Kirchengemeinde und CVJM richten einen gemeinsamen „Steuerungskreis Schutzkonzept“ ein. Dieser tagt mindestens 4x jährlich und gewährleistet die Durchführung kontinuierlich laufender Risiko- und Potenzialanalyse-Routinen. Aus diesen Routinen werden Handlungsempfehlungen abgeleitet und dem Kirchenrat bzw. dem CVJM-Vorstand zur Beratung vorgelegt.
Routine 1: Leitfaden Risiko- und Potenzialanalyse
Aufgrund des Leitfadens der evangelisch reformierten Landeskirche zur Risiko- und Potenzialanalyse (s. Anhang 2) zu den Themenschwerpunkten Räumlichkeiten, Strukturen, Personal, Haltung (Nähe-Distanz, Kommunikations-, Fehlerkultur) reflektiert der „Steuerungskreis Schutzkonzept“ kontinuierlich einzelne Aspekte unserer Lebenswirklichkeit sowie des Schutzkonzepts und dessen Umsetzung.
Routine 2: Hausbegehungen
Alle 2 Jahre finden in jeder Liegenschaft Hausbegehungen mit lokalen Verantwortlichen statt. Beteiligt werden
a) Küster/-in,
b) ein/e Vertreter/in des Gemeindebezirksausschusses,
c) ein/e Pastor/in,
d) ggf. ein/e Vertreter/in des CVJM (sofern regelmäßig Jugendarbeit in der Liegenschaft durchgeführt wird)
e) ggf. weitere lokale Verantwortliche
Der „Steuerungskreis Schutzkonzept“ stößt die Hausbegehungen an und gibt einen Leitfaden dazu heraus (vergl. Anhang 3). Dieser Leitfaden dient auch der Dokumentation. Das Ergebnis der Hausbegehungen wird dem Kirchenrat und dem CVJM-Vorstand vorgestellt.
Routine 3: Befragung der Mitarbeitenden
Alle 3 Jahre führt der „Steuerungskreis Schutzkonzept“ eine Befragung aller Mitarbeitenden bezüglich Risiken und Potenziale durch. Die Befragung orientiert sich grob am Leitfaden zur Risiko- und Potenzialanalyse (s. Routine 1 und Anhang 2). Es besteht die Möglichkeit, als Freitext Feedback zu geben.
Im Rahmen der Befragung wird zudem auf die Feedback-, Beratungs- und Meldestrukturen hingewiesen.
Die Befragung erfolgt analog und optional auch digital.
Routine 4: Befragung der Nutzer/innen
Alle 3 Jahre führt der „Steuerungskreis Schutzkonzept“ eine vereinfachte Befragung aller Besucherinnen und Besucher unserer Gemeinde und des CVJM bezüglich Risiken und Potenziale durch.
Im Rahmen der Befragung wird auf die Feedback-, Beratungs- und Meldestrukturen hingewiesen.
Die Befragung erfolgt analog und optional auch digital.

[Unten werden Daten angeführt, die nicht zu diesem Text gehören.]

PR #698, opened 2022-06-16
go: Update to version 1.18 in Dockerfiles

alban:
The Dockerfiles were forgotten in the previous update to Go 1.18

Follow-up to https://github.com/kinvolk/inspektor-gadget/pull/696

Routine 5: Reflektion des Schutzkonzepts
Das Schutzkonzept wird alle zwei Jahre vom Steuerungskreis Schutzkonzept reflektiert. Bei der Fortschreibung soll die Gemeinde-/CVJM-Öffentlichkeit beteiligt werden. Dazu können Fragestellungen und Diskussionsanstöße in die Gremien und Gruppen eingegeben werden.
Routine 6: Bericht im Kirchenrat, im CVJM Vorstand
Einmal jährlich berichtet der „Steuerungskreis Schutzkonzept“ dem Kirchenrat/ dem CVJM-Vorstand über die Ergebnisse der Routinen und über die Arbeit des „Steuerungskreises Schutzkonzept“. Damit wird die Auseinandersetzung mit dem Schutzkonzept angeregt und die Diskussion darüber in der Breite gewährleistet.